Confidentiality Clause
A confidentiality clause is a clause in a contract that restricts the disclosure and use of sensitive or confidential information between parties. It gives guidelines for dealing with confidential information and safeguards trade secrets, business information, intellectual property and other proprietary information.
How It Works
A confidentiality clause defines what information counts as confidential, who can access it, how it can be used and how long confidentiality obligations last.
The clause usually includes exceptions too. Information that's already public doesn't get protected. Information you're legally required to disclose gets carved out. Confidentiality clauses can appear in larger agreements or as part of a separate Non-Disclosure Agreement (NDA).
Why Legal & CLM Teams Should Care
Companies share sensitive information constantly with customers, vendors, employees, consultants and partners. Without contractual protection, that information gets disclosed, misused or handed to competitors.

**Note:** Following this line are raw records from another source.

PR #1638, opened 2016-06-04
add: duration_checked_add RFC

benaryorg:
This would, as described in the RFC add the method `Duration::checked_add()`.

### DIFF
--- a/text/0000-duration-checked-sub.md
+++ b/text/0000-duration-checked-sub.md
@@ -1,0 +1,92 @@
+- Feature Name: duration_checked_sub
+- Start Date: 2016-06-04
+- RFC PR:
+- Rust Issue:
+
+# Summary
+[summary]: #summary
+
+This RFC adds `checked_sub()` already known from various primitive types to the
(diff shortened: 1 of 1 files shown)


durka:
add or sub?

benaryorg:
Wow. During writing *add* was just stuck in my head. I always wrote add, but I actually meant sub.

Yes it is sub.

I read the Readme and it states that no rebases, squashes or similar should be used after sending a PR, so, is it okay to just change the commit message?

It's in the title though, so it might be better to just close this PR and open a new one, what do you think?

kennytm:
Why don't we include `(checked|saturating|overflowing|wrapping)_(add|sub|mul|div)` as well?

benaryorg:
Okay, forget it, I'm closing this now.

I am sorry.

benaryorg:
I would actually leave this to others but or at least wait for it to come up in this discussion.

benaryorg:
I'll close this now and send another PR, this time hopefully correct.

I am sorry.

A confidentiality clause sets out clear obligations on how to treat information. And it gives you a legal way to take action if somebody misuses confidential data. Strong confidentiality provisions are most important to protect competitive advantages.
If a vendor gets hold of your pricing strategy or your technical roadmap and gives it to a competitor, the damage is hard to measure but easy to experience. And that’s why legal teams need to be able to see who has access to sensitive information and what the confidentiality obligations really mean.
Example Use Case
A software company shares product roadmaps, technical documentation and customer lists with a potential business partner during partnership negotiations. Before any information is exchanged, the parties enter into a confidentiality clause that limits the use of the information and prohibits the passing on of the information to third parties. The clause says that information will be kept confidential for three years after discussions end.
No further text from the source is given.